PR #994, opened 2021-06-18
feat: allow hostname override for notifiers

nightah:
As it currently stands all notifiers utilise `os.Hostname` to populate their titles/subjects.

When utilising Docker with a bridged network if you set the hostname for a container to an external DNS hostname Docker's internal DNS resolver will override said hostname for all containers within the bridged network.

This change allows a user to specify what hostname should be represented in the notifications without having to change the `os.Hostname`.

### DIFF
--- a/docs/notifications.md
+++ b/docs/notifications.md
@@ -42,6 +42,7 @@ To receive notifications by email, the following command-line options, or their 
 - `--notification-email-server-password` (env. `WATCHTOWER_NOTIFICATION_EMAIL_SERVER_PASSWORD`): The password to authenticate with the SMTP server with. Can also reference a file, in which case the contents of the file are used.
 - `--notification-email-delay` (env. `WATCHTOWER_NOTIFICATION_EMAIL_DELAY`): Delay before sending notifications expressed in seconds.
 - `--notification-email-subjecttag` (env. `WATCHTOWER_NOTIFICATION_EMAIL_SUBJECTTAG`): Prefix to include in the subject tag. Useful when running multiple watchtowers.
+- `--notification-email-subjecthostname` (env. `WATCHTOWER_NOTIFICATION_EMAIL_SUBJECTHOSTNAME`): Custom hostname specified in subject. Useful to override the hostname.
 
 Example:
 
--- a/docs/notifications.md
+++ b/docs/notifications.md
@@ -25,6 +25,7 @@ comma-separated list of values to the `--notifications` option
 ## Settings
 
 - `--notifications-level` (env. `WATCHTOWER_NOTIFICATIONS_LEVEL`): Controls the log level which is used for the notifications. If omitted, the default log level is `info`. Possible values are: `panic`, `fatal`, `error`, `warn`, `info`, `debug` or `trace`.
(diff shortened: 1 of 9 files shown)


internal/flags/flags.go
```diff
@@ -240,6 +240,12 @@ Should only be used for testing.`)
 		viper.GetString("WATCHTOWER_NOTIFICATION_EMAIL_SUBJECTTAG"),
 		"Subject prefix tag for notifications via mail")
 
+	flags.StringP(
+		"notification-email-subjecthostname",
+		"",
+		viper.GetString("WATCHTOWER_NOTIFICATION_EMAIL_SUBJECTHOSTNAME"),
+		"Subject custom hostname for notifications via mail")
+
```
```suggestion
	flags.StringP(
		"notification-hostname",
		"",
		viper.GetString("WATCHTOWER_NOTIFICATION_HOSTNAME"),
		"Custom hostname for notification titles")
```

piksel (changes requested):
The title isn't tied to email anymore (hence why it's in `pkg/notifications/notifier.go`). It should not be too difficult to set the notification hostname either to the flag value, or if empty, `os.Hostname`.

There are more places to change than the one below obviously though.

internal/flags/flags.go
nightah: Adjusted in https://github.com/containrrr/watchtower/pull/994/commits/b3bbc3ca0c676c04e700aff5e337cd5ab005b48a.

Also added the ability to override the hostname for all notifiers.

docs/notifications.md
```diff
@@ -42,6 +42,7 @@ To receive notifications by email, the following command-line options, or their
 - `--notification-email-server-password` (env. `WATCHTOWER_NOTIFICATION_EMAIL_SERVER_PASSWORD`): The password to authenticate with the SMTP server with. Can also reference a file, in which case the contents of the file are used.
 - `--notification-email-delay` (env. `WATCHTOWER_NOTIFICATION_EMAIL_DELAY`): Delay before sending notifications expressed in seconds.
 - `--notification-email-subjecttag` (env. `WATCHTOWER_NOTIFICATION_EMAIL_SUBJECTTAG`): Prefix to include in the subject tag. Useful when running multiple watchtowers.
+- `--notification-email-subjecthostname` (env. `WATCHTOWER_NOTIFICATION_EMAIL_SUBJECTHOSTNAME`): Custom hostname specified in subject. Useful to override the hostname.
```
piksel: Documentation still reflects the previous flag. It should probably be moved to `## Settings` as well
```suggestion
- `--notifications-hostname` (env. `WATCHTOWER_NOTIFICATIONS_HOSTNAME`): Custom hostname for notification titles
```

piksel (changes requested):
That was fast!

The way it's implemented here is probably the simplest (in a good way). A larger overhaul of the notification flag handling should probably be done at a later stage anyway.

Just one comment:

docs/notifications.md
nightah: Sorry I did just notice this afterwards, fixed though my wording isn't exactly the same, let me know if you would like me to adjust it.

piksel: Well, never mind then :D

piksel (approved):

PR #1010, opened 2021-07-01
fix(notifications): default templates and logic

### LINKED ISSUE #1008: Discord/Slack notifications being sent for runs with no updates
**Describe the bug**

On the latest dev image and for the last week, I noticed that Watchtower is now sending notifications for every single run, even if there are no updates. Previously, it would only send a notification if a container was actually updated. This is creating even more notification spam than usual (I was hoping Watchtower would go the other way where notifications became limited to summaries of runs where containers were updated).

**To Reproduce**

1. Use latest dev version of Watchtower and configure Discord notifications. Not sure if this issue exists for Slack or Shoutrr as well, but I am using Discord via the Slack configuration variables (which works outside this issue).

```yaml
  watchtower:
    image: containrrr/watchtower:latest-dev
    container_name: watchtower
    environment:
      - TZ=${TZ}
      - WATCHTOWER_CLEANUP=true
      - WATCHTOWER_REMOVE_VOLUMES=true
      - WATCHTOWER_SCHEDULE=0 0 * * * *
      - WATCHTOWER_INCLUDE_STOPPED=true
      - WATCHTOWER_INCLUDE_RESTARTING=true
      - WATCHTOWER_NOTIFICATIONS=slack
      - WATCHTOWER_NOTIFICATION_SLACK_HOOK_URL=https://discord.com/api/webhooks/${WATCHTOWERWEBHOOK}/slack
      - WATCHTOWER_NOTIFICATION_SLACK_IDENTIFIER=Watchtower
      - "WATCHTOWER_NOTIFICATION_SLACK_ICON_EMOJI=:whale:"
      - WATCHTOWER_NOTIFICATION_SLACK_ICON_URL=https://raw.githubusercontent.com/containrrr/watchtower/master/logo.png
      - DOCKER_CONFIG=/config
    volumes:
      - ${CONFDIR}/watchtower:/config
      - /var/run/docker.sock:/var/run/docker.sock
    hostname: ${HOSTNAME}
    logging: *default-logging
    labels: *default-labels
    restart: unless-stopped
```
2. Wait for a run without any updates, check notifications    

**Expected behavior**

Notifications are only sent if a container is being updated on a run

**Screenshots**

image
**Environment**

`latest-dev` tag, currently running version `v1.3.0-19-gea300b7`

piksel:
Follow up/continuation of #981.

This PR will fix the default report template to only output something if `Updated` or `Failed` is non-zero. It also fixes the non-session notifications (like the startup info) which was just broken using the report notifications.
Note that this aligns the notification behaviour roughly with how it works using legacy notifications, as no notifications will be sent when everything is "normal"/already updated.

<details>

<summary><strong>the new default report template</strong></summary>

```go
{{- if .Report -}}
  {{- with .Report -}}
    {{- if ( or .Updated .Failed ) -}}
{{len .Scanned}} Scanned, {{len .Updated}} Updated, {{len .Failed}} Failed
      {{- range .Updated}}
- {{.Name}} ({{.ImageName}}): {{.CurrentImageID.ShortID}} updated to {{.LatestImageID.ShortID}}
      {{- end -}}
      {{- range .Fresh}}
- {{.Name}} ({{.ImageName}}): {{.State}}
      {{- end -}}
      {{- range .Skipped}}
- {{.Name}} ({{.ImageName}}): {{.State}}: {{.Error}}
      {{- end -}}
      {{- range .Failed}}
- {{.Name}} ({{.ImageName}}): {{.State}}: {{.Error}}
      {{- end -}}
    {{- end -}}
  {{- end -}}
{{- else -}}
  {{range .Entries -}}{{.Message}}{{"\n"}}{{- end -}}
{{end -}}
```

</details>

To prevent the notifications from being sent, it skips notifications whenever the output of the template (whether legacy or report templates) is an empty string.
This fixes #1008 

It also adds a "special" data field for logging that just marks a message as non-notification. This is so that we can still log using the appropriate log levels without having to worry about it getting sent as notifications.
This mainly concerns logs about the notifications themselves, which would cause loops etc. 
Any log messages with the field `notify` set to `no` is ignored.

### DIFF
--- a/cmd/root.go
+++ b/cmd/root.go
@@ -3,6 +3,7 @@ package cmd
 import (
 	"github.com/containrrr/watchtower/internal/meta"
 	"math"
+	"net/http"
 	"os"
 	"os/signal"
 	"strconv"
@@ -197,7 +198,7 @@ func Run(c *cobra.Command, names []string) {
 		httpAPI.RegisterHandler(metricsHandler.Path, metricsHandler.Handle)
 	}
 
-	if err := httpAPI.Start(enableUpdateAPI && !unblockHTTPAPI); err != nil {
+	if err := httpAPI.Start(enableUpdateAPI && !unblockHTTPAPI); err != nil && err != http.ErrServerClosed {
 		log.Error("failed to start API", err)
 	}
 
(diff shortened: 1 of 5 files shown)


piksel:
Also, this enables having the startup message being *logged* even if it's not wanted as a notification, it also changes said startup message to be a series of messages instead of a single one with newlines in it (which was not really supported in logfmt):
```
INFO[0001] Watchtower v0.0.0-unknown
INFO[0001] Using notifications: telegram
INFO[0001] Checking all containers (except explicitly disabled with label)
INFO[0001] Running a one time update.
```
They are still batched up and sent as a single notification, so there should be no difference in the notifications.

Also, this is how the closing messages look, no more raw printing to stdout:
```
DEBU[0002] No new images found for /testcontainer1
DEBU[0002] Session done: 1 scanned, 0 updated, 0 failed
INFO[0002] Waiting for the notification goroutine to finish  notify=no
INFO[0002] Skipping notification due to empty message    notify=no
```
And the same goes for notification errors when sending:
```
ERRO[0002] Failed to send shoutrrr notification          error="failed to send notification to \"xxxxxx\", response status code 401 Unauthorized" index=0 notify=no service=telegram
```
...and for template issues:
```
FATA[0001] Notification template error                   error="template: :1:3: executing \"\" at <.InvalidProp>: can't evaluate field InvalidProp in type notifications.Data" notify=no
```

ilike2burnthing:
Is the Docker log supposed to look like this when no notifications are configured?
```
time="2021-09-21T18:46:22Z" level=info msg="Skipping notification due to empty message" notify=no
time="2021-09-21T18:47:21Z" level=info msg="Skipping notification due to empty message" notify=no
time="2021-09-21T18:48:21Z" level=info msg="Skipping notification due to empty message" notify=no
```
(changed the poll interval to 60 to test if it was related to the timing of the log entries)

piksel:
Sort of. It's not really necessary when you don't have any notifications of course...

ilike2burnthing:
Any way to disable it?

####

What to work on ▸ Note how many lines in the material contain the string "default", and give that number alone.

Response below ▸ 6